Students quiz area leaders

Westwood Middle School eighth-grader Maria Bustamante, 13, listens to an interviewee address students Tuesday in Madelyn Vallery's reading classes during an appreciation reception.

JARRETT BAKER/Special to The Sun
Published: Wednesday, January 11, 2006 at 6:01 a.m.
Last Modified: Tuesday, January 10, 2006 at 11:32 p.m.
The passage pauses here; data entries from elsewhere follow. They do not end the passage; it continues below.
Issue #4165, opened 2016-08-01
Deployment locked by another completely independent deployment


gkleiman:
1) `PUT /v2/groups` with:

```json
{
  "id": "/foo",
  "apps": [
    {
      "id": "initial",
      "cpu": 999,
      "container": {
        "type": "DOCKER",
        "docker": {
          "image": "foo",
          "network": "BRIDGE",
          "portMappings": []
        }
      }
    }
  ]
}
```

2)  `PUT /v2/groups` with:

```json
{
  "id": "/bar",
  "apps": [
    {
      "id": "/bar/initial",
      "cmd": "sleep 100"
    }
  ]
}
```

This app definition is completely unrelated to the first one, so it should be possible to create a deployment. However Marathon will return an error like the following one:

```json
 {"message":"App is locked by one or more deployments. Override with the option '?force=true'. View details at '/v2/deployments/<DEPLOYMENT_ID>'."
```

Note that this doesn't happen if the first `PUT` doesn't include an empty `portMappings` array.

jasongilanfarr:
This does not happen on master and both apps are deployed correctly. I'm checking 1.2 and 1.3 now.

jasongilanfarr:
The real reason for this is that the portDefinitions is initially unassigned then reassigned on the next deployment.

PR #4199, opened 2016-08-09
Don't enforce service port uniqueness (it can't be done)

jasongilanfarr:
Also, fix an oversight about Option[Seq[]] in Container (#4165)

### DIFF
--- a/src/main/scala/mesosphere/marathon/state/AppDefinition.scala
+++ b/src/main/scala/mesosphere/marathon/state/AppDefinition.scala
@@ -274,11 +274,12 @@ case class AppDefinition(
     )
   }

Among local leaders interviewed were:

  • DON GARLITS, "Daddy" of Drag Racing
  • BERNIE MACHEN, UF president
  • DR. JUAN ARANADA, director of heart transplants at Shands at UF
  • BILL CERVONE, state attorney
  • JEANNE CRENSHAW, retired judge
  • DOUG JONES, director of the Florida Museum of Natural History
  • CAROLYN PECK, UF women's basketball coach
  • BECKY BURLEIGH, UF women's soccer coach
  • DAN BOYD, school superintendent

  • Abby Brennan couldn't help feeling nervous on her way into University of Florida President Bernie Machen's office.
    It wasn't because she was in trouble or because she was about to be interviewed. Actually, it was because she was about to interview him.
    When she was finally called into Machen's office, the 13-year-old left her dad behind in the lobby, introduced herself to Machen and got down to business.
    "I asked him about UF, about his family, just general questions," the eighth-grader said.
    And she found out Machen wasn't so bad after all.
    "He was a pretty normal guy," the Westwood Middle School student said.
    Abby wasn't the only one in Madelyn Vallery's reading class to put a local leader under the microscope. Her classmates talked to the director of heart transplants at Shands at UF, the Gainesville police chief, even the legendary drag-racer, Don Garlits.
    Jacob Shaw and Eric Hackett said they had overheard visitors at Garlits' Museum of Drag Racing discussing what a legend he is.
    "We were kind of scared at the beginning," Jacob admitted.
    "Then they led us right back to him and he was working on a motor," Eric said.
    The boys interviewed Garlits while he worked, listening to the legend tell of his life firsthand and hatching plans to try the sport themselves someday.
    The boys' teacher, Vallery, isn't the type to say, "I told you so," but she does remember overhearing the students whispering that she was crazy when she first told them their assignment, her creative was of meeting state standards for a listening and question-and-answer lesson. Vallery said it was the first time she tried the lesson with the students, who are part of a gifted program, and she was thrilled with the result.
    Students Samantha Dillon and Leslie Heffington were especially nervous about their interview. They were going to the man on top in their district: Superintendent Dan Boyd.
    "We thought it was gonna be this big deal because he was the superintendent," Samantha said.
    "Then we got in there, and he was wearing jeans and really relaxed. He was really easy to work with and gave good answers," Leslie said.
    The teen chose to interview Boyd because "he just seemed interesting. No one really knows what the superintendent does."
    The students weren't the only ones who learned something new.
    State Attorney Bill Cervone said he was "enlightened" by his interview with Stephanie McLeod and a later question and answer session he did with her whole class.
    "The class asked about scientific evidence in the courtroom and legal issues I didn't think kids would even think about," Cervone said.
    Gainesville Fire and Rescue Chief Bill Northcutt said the students asked "probing questions" he was unprepared for.
    "They asked, 'What made you decide to do this for a living?' and I hadn't really thought about it," he said. The chief eventually came up with an answer: that he felt drawn to "a life of service" because he enjoys helping people.
    The students took snapshots of themselves with their subjects for the front cover of their assignments, then wrote up the questions and answers from their interviews and told what they learned.
    Vallery said her class was empowered by the lesson that at first intimidated them. She required them to give her "progress reports" as they tried to schedule interviews, sending some of them back to ask the same person as many as five times before she'd let them take "no" for an answer. Many of the students finally got a "yes" from people who at first said they were too busy to meet with them.
    "I knew if I could get them to that point, they'd bite," Vallery said, "but it was difficult."
    She said the lesson taught her students not only how to conduct a question and answer session, but also to "stretch beyond expectation and prove something to themselves."